In Josh Allen’s rookie season in 2018, the Bills weren’t a road favorite in any of their eight contests away from home. In 2019, it happened twice. Last season, Buffalo was favored in six of its eight trips outside of Western New York. This game will mark the second trip as a road favorite out of three away games (they were underdogs at Kansas City last week). In total, Josh Allen’s Bills have been a road favorite nine times in his career, winning eight of those games outright and covering six of them, including three straight. They did travel to Nashville as a favorite in 2020, and the Titans stomped Buffalo, 42-16. Tennessee has alternated wins and losses over its past eight games as a home underdog, losing the most recent contest (a 34-17 loss to the Colts last season).

How Things Can Change…

The Bills traveled to Kansas City last week as an underdog and promptly dominated the Chiefs, weathering a halftime lightning delay, and putting the league on notice. It put Vegas on notice, too. In books that provide lines a week early, Buffalo was initially listed as a 3.5-point favorite. At DraftKings, they still had the Bills listed at -3.5 as of 10:49amET on Monday morning. Twenty minutes later, it was moved to 4.5. Four hours later, it was moved to 5.5. By Tuesday afternoon, it had reached 6. At that point, many bettors said, “enough is enough” and started hitting Tennessee, bumping the line back to 5.5. At Caesars sportsbook, they opened at Bills -3 and saw nothing but movement in that direction, jumping from 3 to 4.5 and then 5, 5.5 and finally 6. Caesars’ bettors never seemed to think the line was high enough to hammer the Titans.

All told, according to Action Network, 78% of the tickets are on the Bills and a whopping 93% of the money has followed.
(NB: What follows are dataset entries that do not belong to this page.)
PR #1762, opened 2026-05-22
Make PostgreSQL planner surpass ORCA on TPC-DS for the first time.

avamingli:
# Summary

For over a decade, the PostgreSQL planner has been considered inferior to ORCA for analytical workloads in Greenplum and Cloudberry. No one had ever systematically investigated why. This PR changes that.

Through forensic query-by-query analysis of all 99 TPC-DS queries at 1TB scale, I identified 12 fundamental deficiencies in how the PostgreSQL planner handles CTEs, predicate pushdown, parallel execution, cost estimation, and set operations. Each deficiency was addressed with a targeted optimization and validated against the full benchmark suite.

The 78% ticket number was the second-highest percentage bet on a team (Chiefs garnered 81% of bets and covered) and the 93% is the highest money percentage on any NFL team in Week 6 by more than 10% (the Rams were second at 82% and covered easily).

ANALYTICAL ANALYSIS THAT EVERY SPORTS NERD NEEDS TO KNOW

There are Two Teams in this Game, Ya Know!

Yes, we’ve spent a lot of time in this post focusing on the Bills. That’s because the Bills are an exciting team and a Super Bowl contender, which is what we expected out of this Tennessee team, as well. But a loss to the winless Jets in Week 4 put a damper on the Titans hype train, even though the team is currently 3-2. In that loss at the Meadowlands, the Titans fell despite Derrick Henry rushing for 157 yards. That was the only game the Titans have ever lost where Henry rushed for more than 115 yards (15-1 in such games overall). In fact, Tennessee has lost only three games when Henry simply crests the 100-yard mark (21-3 in such contests).

Henry is a runner who thrives on wearing down opponents, throughout the game and throughout the season. In September and October, “King” Henry has averaged 4.2 yards per carry on 648 such runs. From November-January, that figure jumps up to 5.6 yards per carry, nearly a yard-and-a-half higher. In the first half of games, he averages 4.4 yards per tote scoring 22 times. In the second half, he’s at 5.3 YPC and 38 rushing TDs. If the Titans are leading late and leaning on Henry to close out the game? Forget about it. Henry averages 6.6 yards per carry when Tennessee is up with less than four minutes left in the game and 8.6 yards when the clock ticks under two minutes. So far in 2021, that gap has been even bigger. In the first half of games this season, Henry is averaging just 3.2 yards per carry. In the second half, he’s a full two-and-a-half yards better at 5.7. The evidence of wearing down opponents is more stark than that too as he gets better with each passing quarter. Here are his yards-per-carry marks across the four quarters: 2.7 (1st), 3.8 (2nd), 4.6 (3rd), and 6.7 (4th) quarter.

The blueprint for beating Tennessee is simple: get ahead early and don’t let the “King” get going. The execution of that blueprint? Not quite as simple.